[Problem to solve]
Find the word "connection" in the listing, and copy out each line where it turns up.

[Dataset]
PR #3049, opened 2018-03-03
Fix concept selection, refs 3043

### LINKED ISSUE #3043: "Special:Concepts" only list a small proportion of existing concepts
### Setup and configuration

- MediaWiki | 1.27.4 (317104c)23:34, 7 February 2018
- PHP | 7.0.25-0ubuntu0.16.04.1 (apache2handler)
- MySQL | 5.7.21-0ubuntu0.16.04.1

### Issue
"Special:Concepts" only list a small proportion of existing concepts starting with the first concepts by name.

### Example
["Special:Concepts"](https://www.semantic-mediawiki.org/wiki/Special:Concepts) in comparison to ["Special:AllPages"](https://www.semantic-mediawiki.org/wiki/Special:AllPages?from=&to=&namespace=108)

I do not think that this is a caching issue since "LocalSetting.php" was touched and the browser cache cleared. Perhaps something related to misermode?

mwjames:
This PR is made in reference to: #3043 

- To avoid an issue with possible selected subobjects as part of a `NamespaceDescription( SMW_NS_CONCEPT )`, directly query the `ID_TABLE`to to fetch entities that match `SMW_NS_CONCEPT`

This PR includes:
- [x] CI build passed

Fixes #3043

### DIFF
--- a/includes/specials/SpecialConcepts.php
+++ b/includes/specials/SpecialConcepts.php
@@ -3,7 +3,8 @@
 namespace SMW;
 
 use Html;
-use SMW\Query\Language\NamespaceDescription;
+use SMW\SQLStore\SQLStore;
+use SMW\Page\ListPager;
 use SMWPageLister;
 
 /**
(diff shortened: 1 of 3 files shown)


kghbln:
@mwjames May this be back-ported to 2.5.x once it was merged?

mwjames:
> @mwjames May this be back-ported to 2.5.x once it was merged?

No, because I reuse a class from 3.0 to fix the offset/limit display issue and I wasn't so keen on spending a lot of time on making it not depend on 3.0.

kghbln:
> No, because I reuse a class from 3.0 to fix the offset/limit display issue and I wasn't so keen on spending a lot of time on making it not depend on 3.0.

Thanks for the info. No worries since the fix is indeed not decisive but rather convenient for operations.

includes/specials/SpecialConcepts.php
```diff
@@ -42,27 +43,40 @@ public function __construct() {
...
-			if ( $subject->getSubobjectName() !== '' ) {
-				unset( $results[$key] );
-			}
-
-			// Avoid concepts that are mentioned in a query but doesn't
-			// exist as real page
-			if ( !$subject->getTitle()->exists() ) {
-				unset( $results[$key] );
-			}
+	public function getResults( $limit, $offset, $from, $until ) {
```
JeroenDeDauw: $from and $until are no longer used. This is odd. Is that intended?

includes/specials/SpecialConcepts.php
```diff
@@ -42,27 +43,40 @@ public function __construct() {
...
+			__METHOD__,
+			$options
+		);
+
+		foreach ( $res as $row ) {
+			$results[] = new DIWikiPage( $row->smw_title, SMW_NS_CONCEPT );
 		}
 
-		return array_values( $results );
+		return $results;
```
JeroenDeDauw: I'm a big fan of minimizing scope and mutability. In this case `$results` is in scope for quite some time. You could move it down a bit. It can also be avoided by just doing a map rather than the imperative form. Even if maps in PHP are not very elegant, still better than the foreach loop IMO.

```php
return array_map(
    function( SuchType $row ) {
        return new DIWikiPage( $row->smw_title, SMW_NS_CONCEPT );
    },
    $res
);
```

$res and $row are also not super names. Surely they represent things in the SMW domain?

JeroenDeDauw: Scope comment also applies to getting the `$connection`. I'd inline that and perhaps extract part of the query stuff into its own method.

mwjames: > $res and $row are also not super names. Surely they represent things in the SMW domain?

$res and $row are terms in connection with a DB result and while those names are debatable there are fairly common as references in MW [0].

> I'm a big fan of minimizing scope and mutability. In this case $results is in scope for quite some time.

We agree on that.

> return array_map(

This will not work because `$res` is an iterator which cannot be used directly with `array_map` [1, 2]. Of course, you could use `iterator_to_array` but then we resolve the iterator beforehand and that brings no benefit in terms of memory consumption compared to a `foreach` approach.

[0] https://github.com/wikimedia/mediawiki/search?utf8=%E2%9C%93&q=res&type=
[1] http://php.net/manual/en/function.array-map.php
[2] https://stackoverflow.com/questions/16273233/array-map-on-collection-with-array-interfaces

JeroenDeDauw: Oh did not realize this thing was an interator. And of course PHP sucks balls when it comes to iterators :\

> $res and $row are terms in connection with a DB result and while those names are debatable there are fairly common as references in MW [0].

MW really is not the place to look for how to write clean code :D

[Answer area]
JeroenDeDauw: Scope comment also applies to getting the `$connection`. I'd inline that and perhaps extract part of the query stuff into its own method.
$res and $row are terms in connection with a DB result and while those names are debatable there are fairly common as references in MW [0].
> $res and $row are terms in connection with a DB result and while those names are debatable there are fairly common as references in MW [0].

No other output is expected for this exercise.